■ Activity ■
Nothing should differ between your output and the entries below.

■ Dataset entries ■
PR #55, opened 2023-06-09
XHProf: Only override modified docker compose values

joemcgill:
This edits the `docker-compose.override.yml` file so only the modified values are included. This ensures that all other values rely on the main `docker-compose.yml` values set in the core repo.

See: https://github.com/WordPress/wordpress-develop/blob/trunk/docker-compose.yml

### DIFF
--- a/tools/xhprof/docker-compose.override.yml
+++ b/tools/xhprof/docker-compose.override.yml
@@ -1,53 +1,13 @@
-version: '3.7'
-
 services:
-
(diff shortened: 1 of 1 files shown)


joemcgill:
This also removes the configuration that caused memcached to always be enabled for environments using these overrides, which I don't think was ever inteded.

spacedmonkey (approved):

PR #60, opened 2023-07-25
Pass through URL username/password to page.authenticate() for HTTP auth in benchmark-web-vitals

westonruter:
When using Local, you can expose URLs publicly via [Live Links](https://localwp.com/help-docs/local-features/live-links/). The URLs, however, are protected by HTTP Basic Auth. When using `benchmark-web-vitals` there isn't currently a way to pass the HTTP Basic Auth credentials when testing a URL, even when they are provided in the URL itself. For example:

```bash
npm run research -- benchmark-web-vitals --url http://foouser:barpass@battery-horse.localsite.io/
```

This PR ensures that username/password being provided in the URL will be passed along to the request that Puppeteer makes via the `page.authenticate()` API.

Also, when appending the `rnd` query parameter to the URL (for cache busting I presume), it instead uses the `URL` API rather than concatenating `?rnd=${ requestNum }`. This will fix testing URLs that contain query parameters.

Lastly, when there is a non-200 response when requesting a URL, the result is now logged as an error.


cli/commands/benchmark-web-vitals.mjs
```diff
@@ -164,13 +164,28 @@ async function benchmarkURL( browser, params ) {
 			);
 
 		// Load the page.
-		const response = await page.goto(
-			`${ params.url }?rnd=${ requestNum }`,
-			{ waitUntil: 'networkidle0' }
-		);
+		const url = new URL( params.url );
+		url.searchParams.append( 'rnd', String( requestNum ) );
```
westonruter, line 168: Question: Rather than using `requestNum` here, shouldn't an actual random number be used or a UUID? Otherwise, when repeated calls are made there will be duplicate requests to `/?rnd=0` which could be cached and would produce misleading results.

felixarntz: Good point, I think that makes sense.

cli/commands/benchmark-web-vitals.mjs
```diff
@@ -164,13 +164,28 @@ async function benchmarkURL( browser, params ) {
...
+			waitUntil: 'networkidle0',
+		} );
 		await page.addScriptTag( { content: scriptTag, type: 'module' } );
 
 		if ( response.status() !== 200 ) {
+			log(
+				formats.error(
+					`Request to ${ url } returned status ${ response.status() }.`
+				)
+			);
```
felixarntz, line 188: Not sure we want the logging here, at least not unconditionally. There's always a chance that a few requests fail, which is why at the end the completion rate is shown, and logging every failed request would clutter the CLI output. If we want to add logging for this, I think it should only be in some `--verbose` mode or something like that.

felixarntz (commented):
Thanks @westonruter, this mostly looks good. Left a few comments.

cli/commands/benchmark-web-vitals.mjs
westonruter: Yeah, it's just that if there is a typo in the URL or something and the completion rate is 0% then there's no indication of what went wrong at present. So then you have to re-request the URL, e.g. via `curl`, to debug further.

westonruter, line 188: I'll just remove for now.

```suggestion
```

felixarntz: Maybe we store that error in a variable and only log it if at the end there's a 0% success rate, indicating that something in the actual command usage was wrong?

westonruter: Yeah, that'd work. We can explore that in another PR.

cli/commands/benchmark-web-vitals.mjs
westonruter: How about just this:

```suggestion
		url.searchParams.append( 'rnd', String( Math.random() ) );
```

felixarntz (approved):

PR #61, opened 2023-07-26
Update dependencies & Node version

swissspidy:
Node 14 is EOL.

Node 18 is LTS.

Node has had built-in fetch for a while now.

Technically files don’t need to have an `.mjs` file extension, but it doesn’t really matter.


westonruter (approved):
LGTM

westonruter:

■ Reply to the task ■
PR #55, opened 2023-06-09
XHProf: Only override modified docker compose values

joemcgill:
This edits the `docker-compose.override.yml` file so only the modified values are included. This ensures that all other values rely on the main `docker-compose.yml` values set in the core repo.

See: https://github.com/WordPress/wordpress-develop/blob/trunk/docker-compose.yml

### DIFF
--- a/tools/xhprof/docker-compose.override.yml
+++ b/tools/xhprof/docker-compose.override.yml
@@ -1,53 +1,13 @@
-version: '3.7'
-
 services:
-
(diff shortened: 1 of 1 files shown)


joemcgill:
This also removes the configuration that caused memcached to always be enabled for environments using these overrides, which I don't think was ever inteded.

spacedmonkey (approved):

PR #60, opened 2023-07-25
Pass through URL username/password to page.authenticate() for HTTP auth in benchmark-web-vitals

westonruter:
When using Local, you can expose URLs publicly via [Live Links](https://localwp.com/help-docs/local-features/live-links/). The URLs, however, are protected by HTTP Basic Auth. When using `benchmark-web-vitals` there isn't currently a way to pass the HTTP Basic Auth credentials when testing a URL, even when they are provided in the URL itself. For example:

```bash
npm run research -- benchmark-web-vitals --url http://foouser:barpass@battery-horse.localsite.io/
```

This PR ensures that username/password being provided in the URL will be passed along to the request that Puppeteer makes via the `page.authenticate()` API.

Also, when appending the `rnd` query parameter to the URL (for cache busting I presume), it instead uses the `URL` API rather than concatenating `?rnd=${ requestNum }`. This will fix testing URLs that contain query parameters.

Lastly, when there is a non-200 response when requesting a URL, the result is now logged as an error.


cli/commands/benchmark-web-vitals.mjs
```diff
@@ -164,13 +164,28 @@ async function benchmarkURL( browser, params ) {
 			);
 
 		// Load the page.
-		const response = await page.goto(
-			`${ params.url }?rnd=${ requestNum }`,
-			{ waitUntil: 'networkidle0' }
-		);
+		const url = new URL( params.url );
+		url.searchParams.append( 'rnd', String( requestNum ) );
```
westonruter, line 168: Question: Rather than using `requestNum` here, shouldn't an actual random number be used or a UUID? Otherwise, when repeated calls are made there will be duplicate requests to `/?rnd=0` which could be cached and would produce misleading results.

felixarntz: Good point, I think that makes sense.

cli/commands/benchmark-web-vitals.mjs
```diff
@@ -164,13 +164,28 @@ async function benchmarkURL( browser, params ) {
...
+			waitUntil: 'networkidle0',
+		} );
 		await page.addScriptTag( { content: scriptTag, type: 'module' } );
 
 		if ( response.status() !== 200 ) {
+			log(
+				formats.error(
+					`Request to ${ url } returned status ${ response.status() }.`
+				)
+			);
```
felixarntz, line 188: Not sure we want the logging here, at least not unconditionally. There's always a chance that a few requests fail, which is why at the end the completion rate is shown, and logging every failed request would clutter the CLI output. If we want to add logging for this, I think it should only be in some `--verbose` mode or something like that.

felixarntz (commented):
Thanks @westonruter, this mostly looks good. Left a few comments.

cli/commands/benchmark-web-vitals.mjs
westonruter: Yeah, it's just that if there is a typo in the URL or something and the completion rate is 0% then there's no indication of what went wrong at present. So then you have to re-request the URL, e.g. via `curl`, to debug further.

westonruter, line 188: I'll just remove for now.

```suggestion
```

felixarntz: Maybe we store that error in a variable and only log it if at the end there's a 0% success rate, indicating that something in the actual command usage was wrong?

westonruter: Yeah, that'd work. We can explore that in another PR.

cli/commands/benchmark-web-vitals.mjs
westonruter: How about just this:

```suggestion
		url.searchParams.append( 'rnd', String( Math.random() ) );
```

felixarntz (approved):

PR #61, opened 2023-07-26
Update dependencies & Node version

swissspidy:
Node 14 is EOL.

Node 18 is LTS.

Node has had built-in fetch for a while now.

Technically files don’t need to have an `.mjs` file extension, but it doesn’t really matter.


westonruter (approved):
LGTM

westonruter:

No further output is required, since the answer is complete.